# Has anyone seen this before?



## ColumbiaTechSupport (Aug 13, 2010)

I have a customer that is getting these ripples in his mud application when running the Taper on the ceiling. It works perfect in the corners and flats, it's only on the ceiling this occurs.


----------



## P.A. ROCKER (Jul 15, 2011)

Yes, I'll bet he runs the ceilings slower than the walls and the mud doesn't flow fast enough to counter gravity.


----------



## Bazooka-Joe (Dec 31, 2010)

ColumbiaTechSupport said:


> I have a customer that is getting these ripples in his mud application when running the Taper on the ceiling. It works perfect in the corners and flats, it's only on the ceiling this occurs.

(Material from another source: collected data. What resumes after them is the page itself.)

PR #2067, opened 2023-05-25
GitHub: Pass the source and the event type to the worker

csomh:
And use this information to be explicit about which parser to use to create the Event object.

### DIFF
--- a/packit_service/service/api/webhooks.py
+++ b/packit_service/service/api/webhooks.py
@@ -96,7 +96,11 @@ class GithubWebhook(Resource):
 
         celery_app.send_task(
             name=getenv("CELERY_MAIN_TASK_NAME") or CELERY_DEFAULT_MAIN_TASK_NAME,
-            kwargs={"event": msg},
+            kwargs={
+                "event": msg,
+                "source": "github",
+                "event_type": request.headers.get("X-GitHub-Event"),
+            },
         )
         github_webhook_calls.labels(result="accepted", process_id=os.getpid()).inc()
 
@@ -117,11 +121,10 @@ class GithubWebhook(Resource):
 
         interests = {
             "check_run": action == "rerequested",
+            "issue_comment": action in {"created", "edited"},
             "pull_request": action in {"opened", "reopened", "synchronize"},
-            "pull_request_review_comment": action in {"created", "edited"},
-            "issue_comment": action == "created",
-            "release": action == "published",
             "push": not deleted,
+            "release": action == "published",
             "installation": action == "created",
         }
         _interested = interests.get(event, False)
--- a/packit_service/worker/jobs.py
+++ b/packit_service/worker/jobs.py
@@ -16,6 +16,7 @@ import celery
 from ogr.exceptions import GithubAppNotInstalledError
 from packit.config import JobConfig, JobType, JobConfigTriggerType
 from packit.config.job_config import DEPRECATED_JOB_TYPES
+from packit.utils import nested_get
 from packit_service.config import PackageConfig, PackageConfigGetter, ServiceConfig
 from packit_service.constants import (
     DOCS_CONFIGURATION_URL,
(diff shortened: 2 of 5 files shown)


csomh:
@TomasTomecek I ment something like this when talking about preserving the information about the type of event received: to be explicit about which parser to use to get the arguments for the Event object from the event data, and don't let `Parser.parse_event()` second-guess the service and event type again.

This PR re-factors only the GitHub parts, follow up work is required to cover the other parsers, too. 

Note, that this change should have no performance impact (#2066 is the one which should reduce the number of Celery tasks which ultimately end up not doing anything), but should make the code more explicit.

packit_service/service/api/webhooks.py
```diff
@@ -96,7 +96,11 @@ def post(self):
 
         celery_app.send_task(
             name=getenv("CELERY_MAIN_TASK_NAME") or CELERY_DEFAULT_MAIN_TASK_NAME,
-            kwargs={"event": msg},
+            kwargs={
+                "event": msg,
+                "service": "github",
```
mfocko, line 101: When you mentioned `service`, I thought we're talking about something like `packit`, `stream`, `fedora-source-git`… Maybe I would reconsider and use something like `source`?

packit_service/worker/jobs.py
```diff
@@ -126,17 +127,27 @@ def service_config(self) -> ServiceConfig:
...
         Args:
             event: Dict with webhook/fed-msg payload.
+            service: Name of the service.
+            event_type: Type of the event.
 
         Returns:
             List of results of the processing tasks.
         """
-        event_object: Optional[Event] = Parser.parse_event(event)
+        parser = nested_get(
```
mfocko, line 147: :+1:

packit_service/worker/parser.py
```diff
@@ -1544,3 +1544,15 @@ def parse_vm_image_build_result_event(event) -> Optional[VMImageBuildResultEvent
             message,
             created_at,
         )
+
+    MAPPING = {
```
mfocko, line 1548: I wonder if we could incorporate this with the decorators.

mfocko (commented):
:+1:

packit_service/worker/parser.py
mfocko: I'm not sure if I can persuade you, cause I thought about that issue when writing it down :smile:

lbarcziova (commented):
nice changes!

packit_service/worker/parser.py
```diff
@@ -1544,3 +1544,15 @@ def parse_vm_image_build_result_event(event) -> Optional[VMImageBuildResultEvent
...
+        "github": {
+            "check_run": parse_check_rerun_event,
+            "pull_request": parse_pr_event,
+            "pull_request_review_comment": parse_pull_request_comment_event,
+            "issue_comment": parse_issue_comment_event,
```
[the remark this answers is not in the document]
csomh: Good catch! Yes, it can, I completely missed it in the [documentation](https://docs.github.com/en/webhooks-and-events/webhooks/webhook-events-and-payloads#issue_comment).

The issue in the code above is that I mistakenly assumed, that we are listening to `pull_request_review_comment` events, but we are not! We are not even subscribed to those! :smile:

Instead, `issue_comment` events are parsed by `parse_issue_comment_event()` if they don't have a `issue.pull_request` field, and by `parse_pull_request_comment_event()` if they have.

packit_service/service/api/webhooks.py
```diff
@@ -96,7 +96,11 @@ def post(self):
 
         celery_app.send_task(
             name=getenv("CELERY_MAIN_TASK_NAME") or CELERY_DEFAULT_MAIN_TASK_NAME,
-            kwargs={"event": msg},
+            kwargs={
+                "event": msg,
+                "source": "github",
+                "event_type": request.headers.get("X-GitHub-Event"),
```
TomasTomecek, line 102: sweet! you're right it's amazing we know this up front and can decide without spawning the celery tasks

TomasTomecek (commented):
:clap: :clap: :clap:

packit_service/worker/parser.py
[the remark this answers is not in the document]
csomh: Fixed this by introducing `parse_github_comment_event()`. PTAL.

packit_service/service/api/webhooks.py
jpopelka: #2066 is about spawning fewer celery tasks. This one is about not calling all the [Parser.parse_xyz_event()](https://github.com/packit/packit-service/blob/main/packit_service/worker/parser.py#L132) to realize what type of event we're parsing when we can get the info from outside and then call only one of the `Parser.parse_xyz_event()` to parse it. But definitely a good improvement.

jpopelka (approved):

Hi Aaron new board or old board?

1rst coat second or third or all?


----------



## PrecisionTaping (Feb 2, 2012)

Ya....what are we looking at here?
I don't see any tape...is that just the wet mud? Or is that dry and then the tape's been pulled off?


----------



## 2buckcanuck (Jul 9, 2010)

I don't get it:blink:

are you talking the little dry spots at the top of the tape ?????

if so, that should be normal. Since you run with one wheel touching the ceiling, that's what it probably would look like. Guessing the mud will spread better where the wheel side is touching, well the opposite side it would not.

Plus who to Hell checks something like that:blink:

As long as it is wiping out ok, that is all that matters.

or is he getting dry spots a long the one edge when he wipes ?????

Is he a DWT member:whistling2:


----------



## 2buckcanuck (Jul 9, 2010)

PrecisionTaping said:


> Ya....what are we looking at here?
> I don't see any tape...is that just the wet mud? Or is that dry and then the tape's been pulled off?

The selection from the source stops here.